038 is the telephone code for Hualien, a small city on the east coast of Taiwan and it is the first few numbers the many emigrants to the bigger cities must dial to phone home. What is home if you have to leave and what is home when your return is no less fraught? This is the question posed by this group of ten young girls, who have trained together for ten years since the age of ten with Kuo-Shin Chuang and his Pangcah Dance Theatre. This is a beautifully moving show of dance, soundscape and film where the contemporary, urban world and rural tribal inheritance meet.
A beautifully moving show of dance, soundscape and film where the contemporary, urban world and rural tribal inheritance meet.
The show opens with the sound of the sea. In the blackout there is one ray of light which lightens to reveal the group, bare foot, all in long grey robes, their black hair loose or in pony-tails. Moving in a block to electronic music, their heads fall backwards and forwards, shoulders shake, their arms stretch out to the audience then move across their own bodies to hold hands, reminiscent of their traditional tribal dances. At one point they cover their mouths with their hands. The movements are restless, repetitive as they circle the stage in tiny, jerking steps. They appear to be automatons, their emotions repressed, trapped in a relentless cycle of city life. At times, they run, going nowhere.

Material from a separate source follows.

PR #403, opened 2018-11-21
Feature/virtual analog wrapper

prashanthr05:
This PR implements the server side implementation of the virtual analog sensor interface in the control board plugin.

In order to use this interface, the user should add a flag `useVirtualAnalogSensor` to the top level of .ini (yarpConfigurationFile) and set this flag to true. By default, this flag is set to false.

A sequence of sitting and vacating rows of chairs suggesting their trip home to Hualien by high speed train is equally stressful when the girls can not afford the price of a seat and have to relinquish their seats to a ticket-holder. Real life recordings of train noises and station announcements in the Hualien (also called Amis) language create the scene. As they near home, beautiful film of the landscape and coast give way to shots of the danger they are returning to; swaying palm trees and wild seas of the typhoon season. At a deeper level, this suggests that home-coming is not necessarily happy and there may be more than financial reasons for leaving.
In the last scene, the music is mixed with the sound of the ocean waves and the traditional chant of female elders as the group embrace and pace in a circle. It is an emotional moment and one only hopes that they can resolve their split lives, balancing urban life and modernity with keeping hold of their tribal inheritance. It is a problem that so many people share throughout the world, when the young have to leave the countryside for the cities.
Incidentally, August is the typhoon season in Taiwan and the group were lucky that their plane was the last to take off before the airport was shut down. It is lucky for us too in Edinburgh that we have the privilege of seeing these talented young dancers.